I find it humorous when so many Amway IBOs talk about their anecdotal stories of success, or talk about how their system teaches a foolproof way of succeeding in Amway. Yet I have not seen a single IBO who was willing to describe their business structure or talk about how they progressed from zero PV into a profitable structure. Amway's biggest defender, David Steadson AKA IBOfightback is a good example of someone who can talk a good game but cannot back it up with evidence of any success in Amway. In fact, where is David Steadson these days? Looks like he's finally dropped out of the Amway debate.

Back in my IBO days, WWDB leaders would teach that someone who could talk a good game was a teacher, and not a doer. Many IBOs may have a good theory about how to build a business but evidence clearly shows that it is talk and not action. One specific example is how an IBO is supposed to find 20 customers who each buy 20 PV from an IBO. Nobody I know of or heard of has ever had 20 customers who regularly purchase the equivalent of 20 PV each month consistently. Sure, there might be some rare IBO who does a lot of sales, but given Amway's less than competitive prices, most IBOs likely have sympathetic family and friends as their primary customers, if they have any customers. It's difficult to sell generic types of products for premium prices.

Based on my observations, most IBOs have a small business, unable to sponsor enough downline to move any significant volume. They faithfully self consume 100 PV and do most of the CORE steps, except for being able to consistently show the plan and sponsor downline. Why is this? It is because the Amway reputation is stained and getting people to see the plan is an enormous challenge by itself, not taking into consideration that sponsoring is even harder. If you are reading this blog and you can relate to what you see here, perhaps you need to re-think your business situation and ask your sponsor some tough questions. If your Amway business is not progressing as they show in the plan, when will it ever? Or what will you change if your upline's teaching is not helping you progress? Your upline might say "never quit", but sometimes a wise business decision is to quit and do something else. That's not quitting on your dreams, but simply finding a better venue to achieve them.

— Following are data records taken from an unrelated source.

PR #3167, opened 2018-01-17
signal: use centralized pthread_sigmask for signals

maurizioabba:
according to its man page, sigprocmask has undefined behavior in
multithreaded environments. Instead of explictly blocking the handling
of SIGUSR2 in every thread, direct block handling SIGUSR2 before
creating the threads and enable again the handling of this signal
afterwards. In this way, only the main thread will be able to manage
this signal properly.

https://redmine.openinfosecfoundation.org/issues/2420

Describe changes:
- use pthread_sigmask instead of sigprocmask
- remove blocking signal handling in the thread spawn
- add signal handling block before spawning threads
- regain signal handling from main thread after spawning the various threads

### DIFF
--- a/src/counters.c
+++ b/src/counters.c
@@ -323,10 +323,6 @@ static void StatsReleaseCtx(void)
  */
 static void *StatsMgmtThread(void *arg)
 {
-#ifndef OS_WIN32
-    /* block usr2.  usr2 to be handled by the main thread only */
-    UtilSignalBlock(SIGUSR2);
-#endif
     ThreadVars *tv_local = (ThreadVars *)arg;
     uint8_t run = 1;
     struct timespec cond_time;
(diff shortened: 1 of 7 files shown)


victorjulien:
Merged in #3183, thanks!

victorjulien:
So I'm just noticing now that this actually breaks USR2 for me. Any idea why my reloads don't work anymore @maurizioabba ?

maurizioabba:
That's really weird. Looks fine from my side. what behavior are you experiencing? Are we speaking about unix system?

victorjulien:
Looks like the patch is not unblocking usr2 in the 'delayed detect' case. It's interesting that it worked before, as it seems we didn't actually set up usr2 correctly for that case.

maurizioabba:
Sure, I see the issue in the delayed_detect mode. At line 2513, we explicitly set up the SignalHandler setup only if delayed_detect == 0.
A possible solution would be to add
UtilSignalHandlerSetup(SIGUSR2, SignalHandlerSigusr2);
After line 2518.
In this way, SIGUSR2 will be managed only after the first DetectEngineReload.
On my tests, this will work.

Shall I open a new PR? A new ticket on redmine? What should be the appropriate procedure here?

PR #3172, opened 2018-01-17

maurizioabba:

Note that after v1 L3 and L4 decoder length increases have been removed.

Describe changes:
- Increase Decoder function signature to accept pkt len of size uint32_t
-
-

### DIFF
--- a/src/decode-ethernet.c
+++ b/src/decode-ethernet.c
@@ -39,7 +39,7 @@
 #include "util-debug.h"
 
 int DecodeEthernet(ThreadVars *tv, DecodeThreadVars *dtv, Packet *p,
-                   uint8_t *pkt, uint16_t len, PacketQueue *pq)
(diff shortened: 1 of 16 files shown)


src/decode-ethernet.c
```diff
@@ -39,7 +39,7 @@
 #include "util-debug.h"
 
 int DecodeEthernet(ThreadVars *tv, DecodeThreadVars *dtv, Packet *p,
-                   uint8_t *pkt, uint16_t len, PacketQueue *pq)
+                   uint8_t *pkt, uint32_t len, PacketQueue *pq)
```
victorjulien: since we're passing length as "len - ETHERNET_HEADER_LEN" to the DecodeIPV4 func, it seems we can now get into trouble by sending > USHRT_MAX. I think this will lead to a int overflow / wrap around. Think we need explicit checks to avoid this case?

PR #3175, opened 2018-01-18
filestore v2 - v4

jasonish:

Previous PR:
https://github.com/OISF/suricata/pull/3139

https://redmine.openinfosecfoundation.org/issues/2303

This PR introduces a new version of the filestore output to address the issues with the current one.

New directory layout:
```
.../filestore/00/
.../filestore/01/
...
.../filestore/ff/
.../filestore/tmp/
```

And files are named by their SHA256. Files in progress are stored in the tmp/ directory, then when completed are renamed into the directory that shares the first 2 characters of its SHA256 sum. If the file already exists its timestamps are updated. This layout provides depuplication of saved files and eliminates the need for "waldo" file.

As SHA256 is required, this module require libnss, and it will force SHA256 checksums. An additional change was made to even force the SHA256 if the file is not in a complete state, as we need this for the final filename.

Metadata is disabled by default as we already have the `fileinfo` records in the main eve-log. If `write-fileinfo` is enabled, then a `fileinfo` file will be written for each occurrence of the file. These files are named <SHA256>.<TV.TV_SEC>.<FILE_ID>.json. This is unique enough that each occurrence of the file will get its own fileinfo file, but subsequent runs over the same pcap should collide causing the file to be overwritten.

A new tool is also installed (provided Python is installed) name `suricatactl` provides a command for pruning the filestore. The idea is that more miscellaneous commands will be added over time.  Example usage:
```
suricatactl filestore prune --age 7d
```
which will remove all files from the filestore over 7 days old.

Known issues:
- The new filestore output is named output-filestore.c, which started as an exact copy of log-filestore.c then modified as required. Both filestores have the same configuration name and use the "version" field to determine if they should be enabled or not. Currently the output code handles a NULL returned from an output init function as an error, which is what the filestore init functions return if for a different version. I need a better way to handle this. They could simply have different names I suppose, like "file-store" and "file-store2" instead of adding a version field. Changing the configuration name would obviously change the filenames. 
- The idea without output-filestore.c was to start using a consistent naming scheme for loggers, as we currently use log-, output- and alert-. But then we also use output- for output support files that are not individual loggers.
- Nothing is done about files in tmp/ that may be left hanging due to an abnormal exit. I'm thinking of simply removing all existing files in tmp/ on startup.

Changes from last PR:
- Remove exit stats.
- Replace find -delete with find -print0 | xargs -0 rm -f
- Move #include utime.h into suricata-common.h.
- Allow the caller to the file info build to decide if the stored flag should be true or not.
- Removed exit stats.

- PR jasonish-pcap: https://buildbot.openinfosecfoundation.org/builders/jasonish-pcap/builds/253
- PR jasonish: https://buildbot.openinfosecfoundation.org/builders/jasonish/builds/606

### DIFF
--- a/Makefile.am
+++ b/Makefile.am
@@ -5,7 +5,7 @@ ACLOCAL_AMFLAGS = -I m4
 EXTRA_DIST = ChangeLog COPYING LICENSE suricata.yaml.in \
              classification.config threshold.config \
              reference.config
-SUBDIRS = $(HTP_DIR) rust src qa rules doc contrib scripts etc
+SUBDIRS = $(HTP_DIR) rust src qa rules doc contrib scripts etc python
 
 CLEANFILES = stamp-h[0-9]*
 
--- a/configure.ac
+++ b/configure.ac
@@ -2125,7 +2125,7 @@ AC_SUBST(CONFIGURE_SYSCONDIR)
 AC_SUBST(CONFIGURE_LOCALSTATEDIR)
 AC_SUBST(PACKAGE_VERSION)
 
-AC_OUTPUT(Makefile src/Makefile rust/Makefile rust/Cargo.toml rust/.cargo/config qa/Makefile qa/coccinelle/Makefile rules/Makefile doc/Makefile doc/userguide/Makefile contrib/Makefile contrib/file_processor/Makefile contrib/file_processor/Action/Makefile contrib/file_processor/Processor/Makefile contrib/tile_pcie_logd/Makefile suricata.yaml scripts/Makefile scripts/suricatasc/Makefile scripts/suricatasc/suricatasc etc/Makefile etc/suricata.logrotate etc/suricata.service)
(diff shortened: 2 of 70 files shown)


victorjulien:
Seeing test failures on docker based builders:
===> filestore-v2.3-fserror: FAIL: stats.file_store.fs_errors: expected 1; got 0

Maybe caused by how docker runs? Maybe in the container the user is root?

jasonish:
> Maybe caused by how docker runs? Maybe in the container the user is root?

Thats probably it. It sets up directory permissions to fail, but probably won't fail for root. Maybe suricata-verify needs some more skip condition checks

victorjulien:
my fedora25 docker builder has another error I didn't see before:
===> dns-udp-dns-log-unanswered: expected 4 responses, found 2
FAILED: verification failed

victorjulien:
Hmm I restarted the job and now the same test passes.

KingJiJi:
hello ,I have a problem：
i find suricata file-store work well at  first few minutes . it can find and store 100% files.
But after a few minutes,it will only find and store 1% or less files.

My version  Suricata version 5.0.0
Thank you.

victorjulien:
> hello ,I have a problem：
> i find suricata file-store work well at first few minutes . it can find and store 100% files.
> But after a few minutes,it will only find and store 1% or less files.
> 
> My version Suricata version 5.0.0
> Thank you.

Support requests and bug reports should go here https://redmine.openinfosecfoundation.org/projects/suricata

XCM-jj:
> > hello ,I have a problem：
> > i find suricata file-store work well at first few minutes . it can find and store 100% files.
> > But after a few minutes,it will only find and store 1% or less files.
> > My version Suricata version 5.0.0
> > Thank you.
> 
> Support requests and bug reports should go here https://redmine.openinfosecfoundation.org/projects/suricata

ok.think you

Now this leads to another question. Other than flashing a photocopy of someone's diamond bonus or the like, has your sponsor or anyone upline actually showed evidence of a profit in Amway? If you asked, what response did you receive? When I asked my sponsor about profit, I was told it was "none of my business". I believe that someone who is asking you to follow their system, which is not free, should be tasked with providing this information. If your upline teaches submission to upline, even more so you should demand to see results. If your upline refuses to show evidence of a profit, why should you follow their advice?

If your upline or sponsor refuses to show you evidence of profit, it should send up red flags all over the place. Maybe, just maybe, the critics of Amway are onto something.


Anonymous said...

I remember "IBOFartback" (David Steadson). He was even stupider than Malachy Smith. Steadson was clearly on the Amway payroll, as there was no way he could have been running around the internet from site to site, defending Amway, without having some sort of financial motive or backing to do such a wide-ranging job. He also did the same thing for other MLMs after ceasing to work for the scum in Ada, Michigan. He seems to have disappeared -- perhaps he's now "walking the beaches of the world."

The refusal of up-line in Amway to provide specific details about their personal profitability, and their stubborn disinclination to tell IBOs precisely what IBOs are doing wrong when year after year passes with no net profit, are signs of a pure scam. Real businessmen want to help others who are involved in their business. They want to deal with problems by seeking out practical solutions. They don't tell you to buy more fucking CDs, and attend more half-assed "functions," or post more glossy photographs of fancy cars on your refrigerator. That's not genuine business advice. That's brainless fantasy.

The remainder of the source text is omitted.